The job is to find each line of the records below that includes the word "pluralization" and copy it.

* [Source data]

:::::

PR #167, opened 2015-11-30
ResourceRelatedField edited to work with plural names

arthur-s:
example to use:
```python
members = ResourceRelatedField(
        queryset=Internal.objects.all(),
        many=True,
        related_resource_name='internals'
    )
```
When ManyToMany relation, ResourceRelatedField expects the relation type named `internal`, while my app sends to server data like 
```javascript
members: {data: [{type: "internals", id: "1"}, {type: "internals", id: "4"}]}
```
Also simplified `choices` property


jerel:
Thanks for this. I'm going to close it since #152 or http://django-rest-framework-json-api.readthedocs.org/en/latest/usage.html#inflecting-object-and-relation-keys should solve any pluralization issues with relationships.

:::::

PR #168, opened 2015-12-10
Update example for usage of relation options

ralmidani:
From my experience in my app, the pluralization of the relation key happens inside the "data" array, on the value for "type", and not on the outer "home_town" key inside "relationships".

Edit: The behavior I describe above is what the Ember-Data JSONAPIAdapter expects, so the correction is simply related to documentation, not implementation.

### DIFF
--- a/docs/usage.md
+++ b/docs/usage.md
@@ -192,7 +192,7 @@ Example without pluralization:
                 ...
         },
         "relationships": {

:::::

* [Worked solution]
Thanks for this. I'm going to close it since #152 or http://django-rest-framework-json-api.readthedocs.org/en/latest/usage.html#inflecting-object-and-relation-keys should solve any pluralization issues with relationships.
From my experience in my app, the pluralization of the relation key happens inside the "data" array, on the value for "type", and not on the outer "home_town" key inside "relationships".
@@ -192,7 +192,7 @@ Example without pluralization:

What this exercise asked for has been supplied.